Zhang Hong, Zeng Donglin, Olschwang Sylviane, Yu Kai
Institute of Biostatistics, School of Life Science, Fudan University, P.R.C ; Division of Cancer Epidemiology and Genetics, National Cancer Institute, U.S.A.
J Stat Plan Inference. 2013 Feb;143(2):368-377. doi: 10.1016/j.jspi.2012.08.006.
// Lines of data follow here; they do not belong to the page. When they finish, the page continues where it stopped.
PR #5803, opened 2022-11-22
Fix bug that causes missed naf / nafr messages

johnshaughnessy:


src/phoenix-adapter.js
```diff
@@ -104,8 +129,8 @@ export default class PhoenixAdapter {
 
   disconnect() {
     this.hubChannel.presence.list(key => key).forEach(this.nafOccupantLeave);
-    this.hubChannel.channel.off("naf", this.refs.get("naf"));
-    this.hubChannel.channel.off("nafr", this.refs.get("nafr"));
+    this.hubChannel.channel.off("naf");
+    this.hubChannel.channel.off("nafr");
```
johnshaughnessy, line 133: It appears that the second argument is unused: https://github.com/mcampa/phoenix-channels/blob/1eb71f723d3e76beb5d7600284eaa6910683ab8d/src/channel.js#L72

PR #5814, opened 2022-11-24
Feature/networking system refactor

johnshaughnessy:
Refactor networking system code so that each piece is smaller.

No behavior changes. 

Built on https://github.com/mozilla/hubs/pull/5813

### DIFF
--- a/src/bit-systems/network-send-system.ts
+++ b/src/bit-systems/network-send-system.ts
@@ -8,9 +8,9 @@ import {
   localClientID,
   pendingJoins,
   isNetworkInstantiated,
-  createMessageDatas,
-  EntityID
+  createMessageDatas
 } from "./networking";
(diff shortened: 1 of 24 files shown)


src/bit-systems/network-send-system.ts
```diff
@@ -0,0 +1,86 @@
...
+
+function isNetworkInstantiatedByMe(eid: EntityID) {
+  return isNetworkInstantiated(eid) && Networked.creator[eid] === APP.getSid(NAF.clientId);
+}
+
+const ticksPerSecond = 12;
+const millisecondsBetweenTicks = 1000 / ticksPerSecond;
+let nextTick = 0;
+
+export const ownedNetworkedQuery = defineQuery([Owned, Networked]);
```
johnshaughnessy, line 17: This doesn't need to be exported. It's only used here.

PR #5815, opened 2022-11-24
Pinning, networking, and waypoints

johnshaughnessy:
This PR makes changes to the networking system to support waypoints. It re-imagines pinning for new-netcode objects, but the actual calls to the backend are disabled until we write some reticulum code to separate new writes from existing room objects. It also makes some necessary tweaks to media frames and reimplements waypoints.


src/bit-systems/waypoint.ts
```diff
@@ -0,0 +1,209 @@
...
+      canBeOccupied &&
+      !NetworkedWaypoint.occupied[eid] &&
+      findAncestorWithComponent(world, SceneRoot, eid)
+    );
+  });
+}
+
+function* tryOccupyAndSpawn(world: HubsWorld, characterController: CharacterControllerSystem, spawnPoint: EntityID) {
+  moveToWaypoint(world, spawnPoint, characterController, true);
+  takeOwnershipWithTime(world, spawnPoint, 0);
```
johnshaughnessy, line 76: It seem this would fail if the waypoint was ever owned by anyone before us. 

We didn't think we could do a regular `takeOwnership` here, because we didn't want to assume that we'll have already received netcode messages about this entity. (We wanted to take "soft" ownership, instead.)

It would be nice for us to avoid having to add code here (and for networked videos, for example) that said, "Wait long enough to be sure that no one is trying to tell us about their ownership over this entity so we don't accidentally takeover that state." But in this case, the timestamp `0` doesn't seem correct.

Maybe this should be `takeOwnershipWithTime(world, spawnPoint, Networked.lastOwnerTime[spawnPoint] + 1)` , which will be `1` if we've never received a message about this entity. If it's not `1`, then it's as if we're saying, "I want to take ownership and believe I can according to the information I've received as of this timestamp."

johnshaughnessy: (This `lastOwnerTime + 1` is also what we do when taking ownership of the entities that are left behind by a parting client.)

src/utils/message-for.ts
```diff
@@ -63,3 +93,114 @@ export function messageFor(
...
+    deletes: []
+  };
+
+  objects.forEach(obj => {
+    const nid = obj.name;
+    const initialData: MediaLoaderParams = {
+      src: obj.extensions.HUBS_components.media.src,
+      resize: false,
+      recenter: false,
+      animateLoad: false,
```
johnshaughnessy, line 176: Maybe `resize`, `recenter` and `animateLoad` should be _true_, since that's presumably what would have happened to this object in the legacy system.

src/utils/message-for.ts
```diff
@@ -63,3 +93,114 @@ export function messageFor(
...
+    message.creates.push(createMessage);
+
+    const updateMessage: StorableUpdateMessage = {
+      data: {
+        "networked-transform": {
+          version: 1,
+          data: {
+            position: obj.translation,
+            rotation: obj.rotation,
+            scale: [1, 1, 1]
```
johnshaughnessy, line 189: We should also read scale, and also note that any of these can be undefined. https://github.com/mozilla/hubs/blob/master/src/utils/pinned-entity-to-gltf.js#L20-L22

src/utils/network-schemas.ts
```diff
@@ -13,10 +28,48 @@ interface NetworkSchema {
...
 export const schemas: Map<Component, NetworkSchema> = new Map();
-schemas.set(NetworkedMediaFrame, defineNetworkSchema(NetworkedMediaFrame));
-schemas.set(NetworkedTransform, defineNetworkSchema(NetworkedTransform));
-schemas.set(NetworkedVideo, defineNetworkSchema(NetworkedVideo));
+schemas.set(NetworkedMediaFrame, NetworkedMediaFrameSchema);
+schemas.set(NetworkedTransform, NetworkedTransformSchema);
+schemas.set(NetworkedVideo, NetworkedVideoSchema);
+schemas.set(NetworkedWaypoint, NetworkedWaypointSchema);
+
+// TODO: Write rest of schema for waypoints
```
johnshaughnessy, line 41: Remove this leftover TODO

src/utils/networked-waypoint-schema.ts
```diff
@@ -0,0 +1,28 @@
...
+  if (version !== 1) return false;
+  return true;
+}
+
+export const NetworkedWaypointSchema: NetworkSchema = {
+  componentName: "networked-waypoint",
+  serialize: runtimeSerde.serialize,
+  deserialize: runtimeSerde.deserialize,
+  // TODO: Strange to have to provide serializeForStorage for components
+  // that will not go to storage.
```
johnshaughnessy, line 20: Perhaps if a schema doesn't provide `serializeForStorage` and `deserializeFromStorage`, we can interpret that as, "don't store data for this component"

src/utils/store-networked-state.ts
```diff
@@ -0,0 +1,38 @@
...
+  takeOwnership(world, eid);
+  Networked.creator[eid] = APP.getSid("reticulum");
+
+  const nid = APP.getString(Networked.id[eid])!;
+
+  const storableMessage = messageForStorage(world, [eid], [eid], []);
+  const fileId = null;
+  const fileAccessToken = null;
+  const promotionToken = null;
+  console.log("Pinning:", { nid, storableMessage });
```
johnshaughnessy, line 25: Delete log

src/utils/store-networked-state.ts
```diff
@@ -0,0 +1,38 @@
...
+}
+
+export async function tryUnpin(world: HubsWorld, eid: EntityID, hubChannel: HubChannel) {
+  if (!localClientID) throw new Error("Tried to unpin before connected to the channel...");
+  takeOwnership(world, eid);
+  Networked.creator[eid] = APP.getSid(localClientID!);
+  const message = messageFor(world, [eid], [eid], [eid], [], false)!;
+  unpinMessages.push(message);
+  const fileId = null;
+  console.log("this is where i would unpin...");
```
johnshaughnessy, line 36: Delete log

src/systems/bit-media-frames.js
```diff
@@ -215,9 +229,32 @@ function mediaTypesOf(world, entities) {
   return mask;
 }
 
+const takeOwnershipOnTimeout = new Map();
 const heldQuery = defineQuery([Held]);
 // const droppedQuery = exitQuery(heldQuery);
 export function mediaFramesSystem(world) {
+  enteredMediaFramesQuery(world).forEach(eid => {
+    if (Networked.owner[eid] === APP.getSid("reticulum")) {
+      takeOwnershipOnTimeout.set(
```
netpro2k, line 238: Also for this timer pattern in general, like we have discussed a few times in the past already.

src/prefabs/waypoint-preview.tsx
```diff
@@ -0,0 +1,18 @@
...
+
+let model: Object3D | null;
+export async function loadWaypointPreviewModel() {
+  model = ((await loadModel(modelSrc, null, false)) as LoadModelResult).scene;
+}
+
+export function WaypointPreview() {
+  if (!model) throw new Error("Must load the model before creating waypoint preview entity.");
+
+  return <entity name="Waypoint Preview" waypointPreview model={{ model: model! }}></entity>;
```
netpro2k, line 17: Kind of surprised you need the `!` here, the control flow should collapse the type...

src/change-hub.js
```diff
@@ -62,15 +83,32 @@ export async function changeHub(hubId, addToHistory = true, waypoint = null) {
...
+    unloadRoomObjects();
+  }
   NAF.connection.connectedClients = {};
   NAF.connection.activeDataChannels = {};
+  if (pendingMessages.length || storedUpdates.size) {
+    console.warn(
+      `Deleting ${pendingMessages.length + storedUpdates.size} unapplied network messages from previous hub.`
+    );
+    pendingMessages.forEach(console.warn);
+    for (const update of storedUpdates.entries()) {
```
netpro2k, line 96: excessive logging, and they are labeled as warnings.

src/change-hub.js
```diff
@@ -45,7 +59,14 @@ export async function changeHub(hubId, addToHistory = true, waypoint = null) {
   const hub = data.hubs[0];
 
   if (addToHistory) {
-    window.history.pushState(null, null, hubUrl(hubId, {}, hub.slug, waypoint));
+    const search = new URLSearchParams(location.search);
+    const params = {};
+    for (const [key, value] of search.entries()) {
```
netpro2k, line 64: I assume this was just an unrelated fix?

src/change-hub.js
```diff
@@ -29,10 +33,20 @@ export async function changeHub(hubId, addToHistory = true, waypoint = null) {
     console.log("Change hub called with the current hub id. This is a noop.");
     return;
   }
+
   // Suppress on-screen join and leave messages until we receive a sync.
   APP.hideHubPresenceEvents = true;
   const scene = AFRAME.scenes[0];
 
+  // Generate leave events for everyone in the room.
```
netpro2k, line 41: Why do we need to synthetically do this? Since we area actually leaving the room shouldn't we already get these for real?

src/inflators/waypoint.tsx
```diff
@@ -0,0 +1,63 @@
...
+import spawnPointSrc from "../assets/images/sprites/notice/spawn-point.png";
+import { Networked, NetworkedWaypoint, Waypoint } from "../bit-components";
+import { WaypointFlags } from "../bit-systems/waypoint";
+import { AlphaMode } from "../utils/create-image-mesh";
+import { createElementEntity, createRef, renderAsEntity } from "../utils/jsx-entity";
+import { loadTexture, loadTextureFromCache } from "../utils/load-texture";
+import { preload } from "../utils/preload";
+import { ProjectionMode } from "../utils/projection-mode";
+
+// We intentionally do not remove this model from the GLTF Cache
```
netpro2k, line 13: This comment is wrong

src/bit-systems/object-menu.ts
```diff
@@ -30,9 +33,13 @@ function moveToTarget(world: HubsWorld, menu: EntityID) {
   setMatrixWorld(menuObj, targetObj.matrixWorld);
 }
 
-function handleClicks(world: HubsWorld, menu: EntityID) {
+function handleClicks(world: HubsWorld, menu: EntityID, hubChannel: HubChannel) {
   if (clicked(world, ObjectMenu.pinButtonRef[menu])) {
     console.log("Clicked pin");
+    tryPin(world, ObjectMenu.targetRef[menu], hubChannel);
+  } else if (clicked(world, ObjectMenu.unpinButtonRef[menu])) {
+    console.log("Clicked unpin");
```
netpro2k, line 41: log

src/bit-systems/object-menu.ts
```diff
@@ -98,7 +113,7 @@ export function objectMenuSystem(world: HubsWorld, sceneIsFrozen: boolean, useri
   ObjectMenu.targetRef[menu] = objectMenuTarget(world, menu, sceneIsFrozen);
   if (ObjectMenu.targetRef[menu]) {
     moveToTarget(world, menu);
-    handleClicks(world, menu);
+    handleClicks(world, menu, hubChannel);
   }
   render(world, menu, sceneIsFrozen);
```
netpro2k, line 118: Minor, and not part of this PR but calling this `render` is confusing in this context since its not actually rendering anything. I realize you were using it more in the React sense than the Three sense, but we are in engine code here so my brain defaults to the later. In the camera tool system I called the similar function `updateUI`. In this case maybe its just `updateButtonVisibility`

src/bit-systems/scene-loading.ts
```diff
@@ -34,9 +47,10 @@ function* loadScene(world: HubsWorld, eid: number, signal: AbortSignal, environm
       return;
     }
 
+    add(world, scene, loaderEid);
     // TODO: Use a unique id for each scene as the root nid
```
netpro2k, line 51: This TODO is now slightly more appropriate above where we use "scene" as the nid for `setInitialNetworkedData`

src/bit-systems/waypoint.ts
```diff
@@ -0,0 +1,209 @@
...
+      willDisableMotion: false,
+      willDisableTeleporting: false,
+      snapToNavMesh: true,
+      willMaintainInitialOrientation: false
+    });
+  }
+}
+
+let spawnJob: Coroutine | null = null;
+export function moveToSpawnPoint(world: HubsWorld, characterController: CharacterControllerSystem) {
```
netpro2k, line 119: From all the calling sites its quite unclear that after this function call the player would not be at the spawn point. The function signature doesn't tell you either since its not async or a generator. 
1. We should probably try and come up with a better name
2. Should we make it return a promise that resolves when the coroutine finishes? We haven't needed it yet so maybe its not useful, but it would make it more clear that its an async process.

src/bit-systems/waypoint.ts
```diff
@@ -0,0 +1,209 @@
...
+  spawnJob = coroutine(moveToSpawnPointJob(world, characterController));
```
netpro2k, line 120: I don't have good suggestions but when discussing this at one of the meetups I got some confusion around "spawn" here since its also quite common to talk about "spawning" threads or jobs.

src/bit-systems/waypoint.ts
netpro2k: I wonder if this is actually what we always want to do in spots where we were using 0. We should talk through it.

src/bit-systems/waypoint.ts
```diff
@@ -0,0 +1,209 @@
...
+  world: HubsWorld,
+  characterController: CharacterControllerSystem,
+  sceneIsFrozen: boolean
+) {
+  if (exitedOwnedQuery(world).includes(myOccupiedWaypoint)) {
+    myOccupiedWaypoint = 0;
+  }
+
+  waypointQuery(world).forEach(eid => {
+    if (hasComponent(world, NetworkedWaypoint, eid) && hasComponent(world, Owned, eid) && eid !== myOccupiedWaypoint) {
```
netpro2k, line 160: Not sure its avoidable but noting it anyway.. Its still a bit awkward that each system will have to handle this "inherited" case (though maybe most don't need to do anything special?).

src/bit-systems/waypoint.ts
```diff
@@ -0,0 +1,209 @@
...
+      // Inherited this waypoint, clear its occupied state
+      if (NetworkedWaypoint.occupied[eid]) {
+        NetworkedWaypoint.occupied[eid] = 0;
+      }
+    }
+
+    if (hasComponent(world, Interacted, eid)) {
+      if (hasComponent(world, NetworkedWaypoint, eid)) {
+        if (NetworkedWaypoint.occupied[eid]) {
+          console.warn("Can't travel to occupied waypoint...");
```
netpro2k, line 170: They should ideally not even be clickable in the first place.

src/bit-systems/waypoint.ts
```diff
@@ -0,0 +1,209 @@
...
+      } else {
+        moveToWaypoint(world, eid, characterController, false);
+      }
+    }
+
+    const obj = world.eid2obj.get(eid)!;
+    obj.visible = sceneIsFrozen;
+    const isOccupied = hasComponent(world, NetworkedWaypoint, eid) && NetworkedWaypoint.occupied[eid];
+    if (Waypoint.flags[eid] & WaypointFlags.canBeOccupied && obj.children.length) {
+      ((obj.children[0] as Mesh).material as MeshStandardMaterial).color.setHex(isOccupied ? 0xff00aa : 0xffffff);
```
netpro2k, line 185: This was mostly for debugging, not sure if we want to keep this in, if we do we might want a nicer color for occupied.

src/utils/load-room-objects.ts
```diff
@@ -0,0 +1,68 @@
...
+  const legacyRoomObjects: LegacyRoomObject[] = roomData.nodes.filter(node => !isStorableMessage(node));
+
+  if (hubId === APP.hub!.hub_id) {
+    const message = messageForLegacyRoomObjects(legacyRoomObjects);
+    if (message) {
+      message.fromClientId = "reticulum";
+      message.hubId = hubId;
+
+      pendingMessages.push(message);
+      // TODO All clients must use the new loading path for this to work correctly,
```
netpro2k, line 62: I wonder if we should start treating this as a room property instead of a query param. Maybe both.

netpro2k (commented):
A few things we should go over again but mostly looking good and was easier to review even after a long break than expected which is encouraging.

src/bit-systems/network-send-system.ts
```diff
@@ -61,26 +67,50 @@ export function networkSendSystem(world: HubsWorld) {
...
   {
-    // Note: Many people may send delete messages about the same entity
-    const deletedEntities = exitedNetworkedQuery(world).filter(eid => {
-      return !world.deletedNids.has(Networked.id[eid]) && isNetworkInstantiated(eid);
+    const removedEntities = exitedNetworkedQuery(world).filter(isNetworkInstantiated);
+    const deletedEntities = removedEntities.filter(eid => {
+      return (
+        // Don't send delete messages for entities that were not explicitly deleted.
+        !softRemovedEntities.has(eid) &&
+        // Rebroadcast delete messages of entities I created, in case
```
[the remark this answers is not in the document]
johnshaughnessy: I think the case we worried about was with three clients:

I'm client A. I create the entity.
I receive client B `join`, so I send client B a `create` message.
I receive a `delete` and a `leave` from client C.
Client C didn't see client B join before it left, so never sent a `delete` to client B.
If I don't rebroadcast the delete, client B will receive a `create` (from me) and will never be told to delete it.

It's not clear if this is possible, but we didn't know whether we could rely on certain messages being in-order and didn't make assumptions about how much time it takes messages to be distributed to clients.

src/bit-systems/network-receive-system.ts
```diff
@@ -1,23 +1,49 @@
...
+function breakTie(a: ClientID, b: ClientID) {
+  if (a === "reticulum") return b;
+  if (b === "reticulum") return a;
+  // arbitrary (but consistent) tiebreak
+  return a < b ? a : b;
+}
+
+function isOutdatedMessage(eid: EntityID, updateMessage: UpdateMessage) {
+  const entityHasOwner = !!Networked.owner[eid];
+  const messageIsNewer = Networked.lastOwnerTime[eid] < updateMessage.lastOwnerTime;
```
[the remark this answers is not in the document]
johnshaughnessy: > It's not the message that is newer per se, but the owner.

True
> Might read more clearly as `ownerIsNewer`

There are two `owner`s (and `lastOwnerTime`s), so a name like `ownerIsNewer` would have me ask "_Which_ owner is newer?"

I think you would not have named this bool at all so I feel responsible for coming up with a better name... `messageOwnerIsNewer`? 

I think my favorite implementation of this function is still this one, even though `if ( predicate ) return bool` is a code smell and this can be expressed with ANDs and ORs:

```typescript
function isOutdatedMessage(eid: EntityID, updateMessage: UpdateMessage) {
  if (!Networked.owner[eid]) return false;
  if (Networked.lastOwnerTime[eid] < updateMessage.lastOwnerTime) return false;
  if (Networked.lastOwnerTime[eid] > updateMessage.lastOwnerTime) return true;
  return updateMessage.owner !== breakTie(APP.getString(Networked.owner[eid])!, updateMessage.owner);
}
```

src/bit-systems/network-receive-system.ts
```diff
@@ -28,32 +54,42 @@ export function networkReceiveSystem(world: HubsWorld) {
...
-          console.log("Rewriting update message from client who left.", JSON.stringify(update));
-          update.owner = NAF.clientId;
-          update.lastOwnerTime = update.timestamp;
+    for (let j = 0; j < message.deletes.length; j += 1) {
+      const nid = APP.getSid(message.deletes[j]);
+      if (world.deletedNids.has(nid)) continue;
+      world.deletedNids.add(nid);
+
+      const eid = world.nid2eid.get(nid);
+      if (eid) {
```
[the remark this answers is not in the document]
johnshaughnessy: I removed the stored updates for this entity. Its children's stored updates are trickier to remove. We should be able to match the beginning of their nids or something like that. See  https://github.com/mozilla/hubs/commit/abcdd8ffcb21b83fb425e208347f0d2eeb823b71#diff-e482992a52e7c00a4900660b7e8616aecf992b5e7144b3fbfcfde87045315924R91-R95

src/bit-systems/networking.ts
```diff
@@ -10,6 +10,17 @@ export const networkedQuery = defineQuery([Networked]);
...
 export const pendingJoins: StringID[] = [];
 export const pendingParts: StringID[] = [];
+export const softRemovedEntities = new Set<EntityID>();
 export function isNetworkInstantiated(eid: EntityID) {
   return createMessageDatas.has(eid);
 }
+
+let reticulum: StringID | undefined;
+export function isPinned(eid: EntityID) {
+  reticulum = reticulum || APP.getSid("reticulum");
```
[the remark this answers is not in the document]
johnshaughnessy: I removed the memoization because I don't actually know the impact and it seems like the kind of code someone would read and assume it was added with more thought / purpose than I actually put into it. https://github.com/mozilla/hubs/commit/7f51dc9a884821fef5b4c110ad3cacde1b15f014

src/bit-systems/network-receive-system.ts
```diff
@@ -71,26 +107,48 @@ export function networkReceiveSystem(world: HubsWorld) {
...
 
-        // If we were hanging onto updates for this nid we can now apply them. And they should be processed before other updates.
-        if (storedUpdates.has(nid)) {
-          console.log("had pending updates for", nidString, storedUpdates.get(nid));
-          Array.prototype.unshift.apply(message.updates, storedUpdates.get(nid));
-          storedUpdates.delete(nid);
+      for (let i = 0; i < updates.length; i++) {
+        const update = updates[i];
+        if (partedClientIds.has(APP.getSid(update.owner))) {
+          console.log("Rewriting update message from client who left.", JSON.stringify(update));
```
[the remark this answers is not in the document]
johnshaughnessy: This behavior seems suspicious.

We wanted to use the `timestamp` of the message as a way to ensure that whoever received the latest information from a previous owner takes ownership, but that could cause valid ownership transfers to be "undone." 

I would be more comfortable if this client used the `lastOwnerTime` or `lastOwnerTime + 1` of the message instead, so that any in-flight messages that we're about to receive take precedence over this stored message.

If we want to ensure that messages with the highest timestamp take precedence over those with lower timestamps, maybe that should be a condition in `isMessageOutdated`: First, check the `lastOwnerTime`. If they're the same, check the `timestamp`. If they're the same, then tiebreak on clientIds.

src/bit-systems/network-receive-system.ts
```diff
@@ -119,17 +177,11 @@ export function networkReceiveSystem(world: HubsWorld) {
...
-          APP.getString(Networked.owner[eid])! < updateMessage.owner) // arbitrary (but consistent) tiebreak
-      ) {
-        console.log(
-          "Received update from an old owner, skipping",
-          updateMessage.nid,
-          Networked.lastOwnerTime[eid],
-          updateMessage.lastOwnerTime
-        );
+      if (isOutdatedMessage(eid, updateMessage)) {
+        console.log("Skipping update from an old owner, skipping", {
```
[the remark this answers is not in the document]
johnshaughnessy: Yes, I would like to have more flexible logging.

src/bit-systems/network-receive-system.ts
```diff
@@ -146,27 +198,24 @@ export function networkReceiveSystem(world: HubsWorld) {
       Networked.lastOwnerTime[eid] = updateMessage.lastOwnerTime;
       Networked.timestamp[eid] = updateMessage.timestamp;
 
-      // TODO HACK simulating a buffer with a cursor using an array
-      updateMessage.data.cursor = 0;
-      for (let s = 0; s < updateMessage.componentIds.length; s++) {
-        const componentId = updateMessage.componentIds[s];
-        const schema = schemas.get(networkableComponents[componentId])!;
-        schema.deserialize(world, eid, updateMessage.data);
+      if (isCursorBufferUpdateMessage(updateMessage)) {
```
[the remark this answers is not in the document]
johnshaughnessy: I wonder if these different intuitions are because of a difference of opinion on how we should handle the `StorableUpdateMessage`s. 

You had expressed a preference for first transforming them into `CursorBufferUpdateMessage`s beforehand, and then applying them the same way as any others. That has the advantage of keeping the `networkReceiveSystem` very simple: It only deals with one update message shape. 

The cost is that we have to be able to write the transformer from JSON to a `CursorBufferUpdateMessage`. This seems more difficult than applying the JSON to a `NetworkedFoo` component, so I opted to add the complexity to the network receive system. 

This is intertwined with however we decide to do serialization / storage so I expect we'll do some iteration here.

As for removing it -- I'm a little hesitant because I feel like it will leave the storage / serialization code especially incomplete / incoherent. (Removing pinning seems OK because we don't want to write to the DB yet, but removing these lines makes this initial attempt at serialization / storage harder to understand and reason about.)

src/bit-systems/network-receive-system.ts
```diff
@@ -71,26 +107,48 @@ export function networkReceiveSystem(world: HubsWorld) {
...
         }
       }
+
+      // Process the stored message before other updates
+      pendingMessages.unshift({ creates: [], updates, deletes: [] });
+      storedUpdates.delete(nid);
     }
+  });
+
+  for (let i = 0; i < pendingMessages.length; i++) {
```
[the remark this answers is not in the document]
johnshaughnessy: I suppose I could go either way, but prefer to split it up like we've done:

```
// Handle parting clients
// Delete entities
// Create entities
// Update entities (include any stored updates)
// Takeover abandoned entities
```

Rather than:

```
// Handle parting clients
// For each message:
//   delete
//   create
//   update (including any stored updates)
// Takeover abandoned entities
```

It seems desirable that it's clear to readers that we don't have to process all of a given client's messages in order before moving on, and that instead the receive system can be focused more broadly on, "How am I going to manipulate the game state next?"

It's not a perfect analogy, but it feels similar to how we've written the ECS systems to be more about, "What's the next transformation to component datas (across all entities) do we need to make?" rather than, "What's the next object/entity we need to update?"

"What's the batch of entities I need to delete?", not "What are all the things I need to do in response to this message".

src/bit-systems/waypoint.ts
johnshaughnessy: (From our conversation) One way to avoid this special case here would be to store _who_ occupies the waypoint rather than just _whether_ it's occupied, and then checking if `NetworkedWaypoint.occupied[eid] === Networked.owner[eid]`.

src/bit-systems/network-receive-system.ts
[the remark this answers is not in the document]
johnshaughnessy: Edit: After discussing, we've settled on using `timestamp` most of the time, not `lastOwnerTime`. We expect there to be _rare_ cases when this results in an unexpected ownership transfer, such as when someone takes ownership of an object just before the previous owner disconnects.

src/utils/networking-types.ts
```diff
@@ -10,19 +10,28 @@ export type ClientID = string;
...
   data: CursorBuffer;
-};
+}
+export interface StorableUpdateMessage extends UpdateMessageBase {
+  data: any; // todo
+}
 export type DeleteMessage = NetworkID;
 export type Message = {
   fromClientId?: ClientID;
+  hubId?: string;
```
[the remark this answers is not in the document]
johnshaughnessy: We don't. Removed!

(I added this thinking that we may need to filter messages before processing them, but instead I don't queue them if we've already changed hubs (and also empty any messages in the queue during fast room switching)).

src/utils/networked-media-frame-schema.ts
```diff
@@ -0,0 +1,37 @@
+import { NetworkedMediaFrame } from "../bit-components";
```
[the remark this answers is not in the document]
johnshaughnessy: (As we discussed). It seems correct to not have to pay the cost (at all) if you don't intend to store the component data.

Still an open question whether you should have to pay the cost when you want to store data in the DB or _only_ when you update component props (that might already have been stored). 

Perhaps we can break the cost in two:
- If you want to store, you need to be explicit about how to store / load the data... This doesn't require versioning but hints at it.
- If you want to make a backwards-compatible change to a stored component, you'll want to think about versioning. Here is an example and some helpers we wrote to help you achieve this.

src/systems/bit-media-frames.js
```diff
@@ -215,9 +229,32 @@ function mediaTypesOf(world, entities) {
   return mask;
 }
 
+const takeOwnershipOnTimeout = new Map();
 const heldQuery = defineQuery([Held]);
 // const droppedQuery = exitQuery(heldQuery);
 export function mediaFramesSystem(world) {
+  enteredMediaFramesQuery(world).forEach(eid => {
+    if (Networked.owner[eid] === APP.getSid("reticulum")) {
```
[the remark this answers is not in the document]
johnshaughnessy: (In this same file) there's the more generic `isOwnedByRet` function, but hopefully most of the time we won't have to worry about `AEntity`s and we can use a function that only checks `Networked.owner[eid]`. https://github.com/mozilla/hubs/blob/f73418e3b1816439e97a8c97c31143735be184ea/src/systems/bit-media-frames.js#L52-L61

I don't like the "scene" in `isSceneOwned`. I also don't love `isOwnedByRet` (/`isOwnedByReticulum`). `Unowned` seems misleading (as if `Networked.owner[eid]` were `0`). Maybe `isServerOwned` or `isRoomOwned`?

src/prefabs/waypoint-preview.tsx
johnshaughnessy: Removed!

src/change-hub.js
johnshaughnessy: Yes

src/bit-systems/object-menu.ts
johnshaughnessy: done

src/bit-systems/waypoint.ts
johnshaughnessy: True, something would have had to go wrong to get to this point.

src/change-hub.js
johnshaughnessy: No -- the people we leave behind will receive a leave event for the client changing hub, but we don't receive leave events for everyone else. (This might be an artifact of how `migrateToHub` / `migrateToChannel` is implemented.)

Related, I've added this `TODO` about using `migrateToHub` in `changeHub`:

```
    // TODO Migrating to a new hub in one step makes state cleanup suspicious.
    //      Would prefer to disconnect, cleanup state, then connect to the new hub.
```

A formal semiparametric statistical inference framework is proposed for the evaluation of the age-dependent penetrance of a rare genetic mutation, using family data generated under a case-family design, where phenotype and genotype information are collected from first-degree relatives of case probands carrying the targeted mutation. The proposed approach allows for unobserved risk factors that are correlated among family members. Some rigorous large sample properties are established, which show that the proposed estimators were asymptotically semi-parametric efficient. A simulation study is conducted to evaluate the performance of the new approach, which shows the robustness of the proposed semiparamteric approach and its advantage over the corresponding parametric approach. As an illustration, the proposed approach is applied to estimating the age-dependent cancer risk among carriers of the MSH2 or MLH1 mutation.
本文提出了一个形式化的半参数统计推断框架,用于评估罕见基因突变的年龄依赖性外显率,该框架使用在病例-家系设计下生成的家系数据,其中从携带目标突变的病例先证者的一级亲属中收集表型和基因型信息。所提出的方法允许存在家庭成员间相关的未观察到的风险因素。建立了一些严格的大样本性质,表明所提出的估计量是渐近半参数有效的。进行了一项模拟研究以评估新方法的性能,该研究表明所提出的半参数方法的稳健性及其相对于相应参数方法的优势。作为一个例证,所提出的方法被应用于估计MSH2或MLH1突变携带者中与年龄相关的癌症风险。